The probability of an event P is 3/4 while that of another event is 1/6. If the probability of both P and Q is 1/12 what is the probability of either P or Q.
well, recall that
P(P)+P(Q) - P(P&Q) = P(P or Q)
just think of a Venn diagram
To find the probability of either event P or event Q, you need to use the addition rule of probability.
The addition rule states that for two mutually exclusive events (events that cannot occur at the same time), the probability of either event occurring is the sum of their individual probabilities.

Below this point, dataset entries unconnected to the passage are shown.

PR #1844, opened 2022-10-28
Disable Live publishing

brenetic:
This needs to happen in order to stop any forms being published to Live during the database migration


chrispymm (dismissed):
All good! (except the tests) But I guess you might force it thru as its just for the maintenance period?

chrispymm (approved):

PR #1846, opened 2022-10-28
Fix position with branching diamond page menu

chrispymm:
Trello: https://trello.com/c/G97XXlKj/3041-bug-branching-point-page-menu-position

The branching point menu activator had deserted its post and gone AWOL
This very small change brings it back into line!

**Before**
image

**After**
image


brenetic (approved):
🚀

PR #1853, opened 2022-10-31
Removing feature flag for undo-redo

H3ll3m4:
In order to have undo redo available to users it has to go in live environment. We achieve this by removing feature flag in 3 locations, in the app code in the views, in config maps and in the environment variables file. It has been tested in local and deploy OK in CircleCI.


brenetic (approved):
🚀

PR #1854, opened 2022-10-31
Updating form name hint

H3ll3m4:
Form name hint has been proposed to be : It cannot start with a number or include special characters except ’ - ( ) and keeping it straight apostrophe in code.  Rationalising the use of colon / arrow in the hash in the view. Updating colon rather than arrow, as per comments in #1841. Tested locally.


brenetic (approved):
🚀

PR #1855, opened 2022-10-31
Add Sentry logging to frontend

chrispymm:
Ticket: https://trello.com/c/zO2GeDb2/3042-flow-view-blank-screen-property-and-affairs-upfront-notification-application-v2

**Adding Sentry**
So in addition to the above fix, this PR adds Sentry logging into the frontend of the app.  This was not as straightforward as itcould be `cos Webpack.

We want a solution that:
* Makes Sentry logging available globally in any JS file 
* Only logs in test & production environments, not dev
* Logs to the correct Sentry project `fb-editor-live` or `fb-editor-test` respectively.

This is achieved using `webpack.definePlugin` to provide the `NODE_ENV` and appropriate `SENTRY_DSN` and then using `webpack.providePlugin` to provide a `SentryLogger` class globally to the app.

the `SentryLogger` class is a simple wrapper around the `@sentry/browser` module.  It defines a `send` method, which will send the provided details to sentry if not in the development environment.

### DIFF
--- a/config/webpack/environment.js
+++ b/config/webpack/environment.js
@@ -1,10 +1,19 @@
 const { environment } = require('@rails/webpacker')
 const webpack = require('webpack')
+const path = require("path");
 
 environment.plugins.prepend('Provide',
   new webpack.ProvidePlugin({
     $: 'jquery',
-    jQuery: 'jquery'
+    jQuery: 'jquery',
+    SentryLogger: 'sentry-logger',
+  })
+);
+
+environment.plugins.prepend('env',
+  new webpack.DefinePlugin({
+    'NODE_ENV': JSON.stringify(process.env.NODE_ENV),
+    'SENTRY_DSN': (JSON.stringify(process.env.NODE_ENV) == 'production' ?  JSON.stringify('https://5c37dde874b24d8988f04157fade6015@o345774.ingest.sentry.io/5684540') : JSON.stringify('https://e7caecf8f1a54fbe99a50a4801237625@o345774.ingest.sentry.io/5671754')),
   })
 );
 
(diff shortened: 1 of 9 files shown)


config/webpack/environment.js
```diff
@@ -1,10 +1,19 @@
...
-    jQuery: 'jquery'
+    jQuery: 'jquery',
+    SentryLogger: 'sentry-logger',
+  })
+);
+
+environment.plugins.prepend('env',
+  new webpack.DefinePlugin({
+    'NODE_ENV': JSON.stringify(process.env.NODE_ENV),
+    'SENTRY_DSN': (JSON.stringify(process.env.NODE_ENV) == 'production' ?  JSON.stringify('https://5c37dde874b24d8988f04157fade6015@o345774.ingest.sentry.io/5684540') : JSON.stringify('https://e7caecf8f1a54fbe99a50a4801237625@o345774.ingest.sentry.io/5671754')),
```
brenetic, line 16: i would prefer not to inject them openly. can we not create a `.js.erb` file of some kind to access `<%= ENV['SENTRY_DSN'] %>`?

chrispymm: Yeah, I guess we can do that. Didn't think of doing it that way.  Sentry don't appear to consider the dsn url to be 'secret' as their recommendation is basically to stick in in your sourcecode.  But I'll take a look at pulling it from `ENV`

chrispymm: Hmmm.... I'm not sure this will work in my current setup.  

I injected things via webpack, as that allows me to have webpack initialize and provide the SentryLogger instance to the whole app.  As such it doesn't have access to any variables that would exist in a `js.erb` template.

The advantage of this is that it makes the SentryLogger globally available.  Otherwise It would need to be instantated / required in any file we wanted to sentry log from, which feels a bit cumbersome.

chrispymm: OK, so I've got this working now using the ENV vars.  This latest method sets the `SENTRY_DSN` and `PLATFORM ENV` vars on the `window`, which are then used in the `SentryLogger` class, which is instantiatesd in the `DefaultController` that all other controllers inherit from.  This means the setnry logger  is available in all controllers

An alternative method is in commit [df8a4ed](https://github.com/ministryofjustice/fb-editor/pull/1855/commits/df8a4edb3986a5fa9f590a2525396fa36bd7b1d5) this works slightly differently, instantiating the `SentryLogger` in `index.js` and making it available on the window. The only potential advantage here is that `window` is avaialable everywhere - even outside of the controller files.... 

Let me know what you think

brenetic (approved):
🚀  great stuff!

PR #1860, opened 2022-11-03
Update confirmation email user guide link

chrispymm:
Updates the link to the user guide in the warning if the user has no email components in their form.


brenetic (approved):
🚀

PR #1861, opened 2022-11-03
Update settings screen to use components for consistency

chrispymm:
Settings screens had incorrect and inconsistent spacings between header, (optional) desciription text and page content.

This PR fixes the spacing issues, and also updates the way the settings screens are rendered.

Previously there was a helper method to handle rednering the settings screen wrapper, and another to render a back link.

These have been migrated to use ViewComponents.  Given that we are using the GovukComponents gem to provide us with consistent components from the GOVUK design system, we can start to build out our own UI components for MOJ Forms.

This has several advantages:
* Ensures consistency - of markup structure, classes and accessibility
* Reduces the need for backend devs to write out HTML
* Encapsulates more of the template logic in ruby classes
* Simplifies view templates
* Gives the potential for these components to be tested (if required)
* Should help break up css into more manageable componentized files

Components have been placed in an `MojForms` namespace, and all inherit from the `GovukComopnent::Base`.

Introduces a new `mojf-` naming convention for MOJ Forms specific css (with an aim to migrate away from the `fb-` prefix), which shoudl help delineate which classes are coming from the design system, and which are unnique to the editor.

**Next Steps:**
It might be nice to introduce a helper pattern similar to GovukComponents to allow for writing `<%= mojforms_settings_screen() %>` instead of `<%= render MojForms::SettingsScreenComponent.new() %>`

### DIFF
--- a/app/components/moj_forms.rb
+++ b/app/components/moj_forms.rb
@@ -1,1 +1,0 @@
-module MojForms; end
--- a/app/components/moj_forms.rb
+++ b/app/components/moj_forms.rb
@@ -1,0 +1,1 @@
+module MojForms; end
--- a/app/components/moj_forms/back_link_component.rb
+++ b/app/components/moj_forms/back_link_component.rb
@@ -1,29 +1,31 @@
-class MojForms::BackLinkComponent < GovukComponent::Base
-  attr_reader :text, :href
+module MojForms
+  class BackLinkComponent < GovukComponent::Base
+    attr_reader :text, :href
 
-  def initialize(href:, text: t('actions.back'), classes: [], html_attributes: {})
-    @href = href
-    @text = text
+    def initialize(href:, text: t('actions.back'), classes: [], html_attributes: {})
+      @href = href
+      @text = text
 
-    super(classes: classes, html_attributes: html_attributes)
-  end
+      super(classes: classes, html_attributes: html_attributes)
+    end
 
-  def call
-    link_to href, **html_attributes do
-      concat tag.span '<svg width="7" height="12" viewBox="0 0 7 12" fill="none" role="image" aria-hidden="true">
+    def call
+      link_to href, **html_attributes do
+        concat tag.span '<svg width="7" height="12" viewBox="0 0 7 12" fill="none" role="image" aria-hidden="true">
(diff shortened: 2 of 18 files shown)


app/components/moj_forms/back_link_component.rb
```diff
@@ -0,0 +1,29 @@
+class MojForms::BackLinkComponent < GovukComponent::Base
```
brenetic, line 1: no general consensus as namespacing  like this, but the rest of the app does namespacing like so:

```
module MojForms
  class BackLinkComponent < GovukComponent::Base
  end
end
```

app/components/moj_forms.rb
```diff
@@ -0,0 +1 @@
+module MojForms; end
```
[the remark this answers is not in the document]
chrispymm: yeah, I must admit, I just copied the setup from the GovukComponents repo.... I'll remove and see what happens

app/views/settings/confirmation_email/index.html.erb
```diff
@@ -1,6 +1,9 @@
-<%= editor_settings_screen(settings_submission_index_path) do %>
-  <h1 class="govuk-heading-xl"><%= t('settings.confirmation_email.heading') %></h1>
-  <p><%= t('settings.confirmation_email.description') %></p>
+<%= render MojForms::SettingsScreenComponent.new(
+  heading:t('settings.confirmation_email.heading'),
+  description: t('settings.confirmation_email.description')
+  ) do |c| %>
+
+  <% c.with_back_link(href: settings_submission_index_path) %>
```
brenetic, line 6: does this need to use `<%=` in order to render something?

config/locales/en.yml
```diff
@@ -34,7 +34,7 @@ en:
     branching_title: 'Branching point %{branching_number}'
     confirmation_email_subject: "Your submission to ‘%{service_name}’"
     confirmation_email_body: "Thank you for your submission to ‘%{service_name}’.\n\r\nA copy of the information you provided is attached to this email."
-  notifictaion_banners:
+  notification_banners:
```
brenetic, line 37: 🙈

app/components/moj_forms/back_link_component.rb
chrispymm: I defaulted to writing it like that, but in the midst of troubleshooting, I opted to directly copy GovukComponents just to make sure... I think I actually prefer having the `module` defnition in there.

brenetic (approved):
🚀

Let's denote the probability of event P as P(P) and the probability of event Q as P(Q).
Given:
P(P) = 3/4
P(Q) = 1/6
P(P and Q) (the probability of both P and Q occurring) = 1/12
To find the probability of either P or Q, you can use the formula:
P(P or Q) = P(P) + P(Q) - P(P and Q)
Substituting the given values:
P(P or Q) = 3/4 + 1/6 - 1/12
To evaluate this expression, you need to find a common denominator:
P(P or Q) = (9/12) + (2/12) - (1/12)
Combining the fractions:
P(P or Q) = 10/12
Finally, you can simplify this fraction:
P(P or Q) = 5/6
Therefore, the probability of either event P or event Q occurring is 5/6.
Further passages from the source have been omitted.